● **Problem requirements**:
For the entries below, print exactly the lines between the line holding "PR #218, opened 2018-08-28" and the line holding "kewillford: Removed.", inclusive, and nothing else.

● **Data for this task**:
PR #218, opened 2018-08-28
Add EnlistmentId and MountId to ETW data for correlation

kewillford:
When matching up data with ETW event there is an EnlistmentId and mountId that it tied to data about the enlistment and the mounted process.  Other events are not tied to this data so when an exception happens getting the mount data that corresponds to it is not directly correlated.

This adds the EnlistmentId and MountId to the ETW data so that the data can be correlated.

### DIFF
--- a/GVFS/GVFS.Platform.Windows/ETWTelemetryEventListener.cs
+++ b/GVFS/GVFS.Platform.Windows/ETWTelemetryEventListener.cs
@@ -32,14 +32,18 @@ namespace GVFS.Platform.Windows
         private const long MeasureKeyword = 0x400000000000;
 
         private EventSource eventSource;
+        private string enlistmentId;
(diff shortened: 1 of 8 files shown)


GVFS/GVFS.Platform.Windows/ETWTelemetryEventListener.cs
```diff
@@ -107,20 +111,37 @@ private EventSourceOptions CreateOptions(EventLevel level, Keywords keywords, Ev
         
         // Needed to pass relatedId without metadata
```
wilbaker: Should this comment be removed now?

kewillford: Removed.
--
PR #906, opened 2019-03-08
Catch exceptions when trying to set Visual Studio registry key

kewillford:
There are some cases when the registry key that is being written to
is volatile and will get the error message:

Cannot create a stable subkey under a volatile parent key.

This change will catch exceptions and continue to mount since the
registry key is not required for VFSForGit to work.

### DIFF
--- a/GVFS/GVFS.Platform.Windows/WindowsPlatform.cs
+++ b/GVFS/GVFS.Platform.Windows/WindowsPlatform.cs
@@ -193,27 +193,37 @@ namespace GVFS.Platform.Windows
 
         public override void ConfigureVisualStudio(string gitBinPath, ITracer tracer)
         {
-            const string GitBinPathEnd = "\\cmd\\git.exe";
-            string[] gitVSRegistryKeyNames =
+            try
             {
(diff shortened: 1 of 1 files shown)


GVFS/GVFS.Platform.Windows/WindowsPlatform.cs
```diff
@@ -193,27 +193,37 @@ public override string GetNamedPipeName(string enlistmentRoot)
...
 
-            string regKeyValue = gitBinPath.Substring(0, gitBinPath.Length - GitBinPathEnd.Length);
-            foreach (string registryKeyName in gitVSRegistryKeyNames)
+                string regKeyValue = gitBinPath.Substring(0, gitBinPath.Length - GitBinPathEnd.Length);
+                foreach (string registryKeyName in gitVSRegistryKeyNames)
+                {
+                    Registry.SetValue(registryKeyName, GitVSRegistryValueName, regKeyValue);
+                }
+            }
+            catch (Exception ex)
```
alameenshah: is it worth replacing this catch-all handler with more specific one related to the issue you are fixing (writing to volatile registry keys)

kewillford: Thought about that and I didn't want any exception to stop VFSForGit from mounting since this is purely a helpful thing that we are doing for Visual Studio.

● **Answer section**:
PR #218, opened 2018-08-28
Add EnlistmentId and MountId to ETW data for correlation

kewillford:
When matching up data with ETW event there is an EnlistmentId and mountId that it tied to data about the enlistment and the mounted process.  Other events are not tied to this data so when an exception happens getting the mount data that corresponds to it is not directly correlated.

This adds the EnlistmentId and MountId to the ETW data so that the data can be correlated.

### DIFF
--- a/GVFS/GVFS.Platform.Windows/ETWTelemetryEventListener.cs
+++ b/GVFS/GVFS.Platform.Windows/ETWTelemetryEventListener.cs
@@ -32,14 +32,18 @@ namespace GVFS.Platform.Windows
         private const long MeasureKeyword = 0x400000000000;
 
         private EventSource eventSource;
+        private string enlistmentId;
(diff shortened: 1 of 8 files shown)


GVFS/GVFS.Platform.Windows/ETWTelemetryEventListener.cs
```diff
@@ -107,20 +111,37 @@ private EventSourceOptions CreateOptions(EventLevel level, Keywords keywords, Ev
         
         // Needed to pass relatedId without metadata
```
wilbaker: Should this comment be removed now?

kewillford: Removed.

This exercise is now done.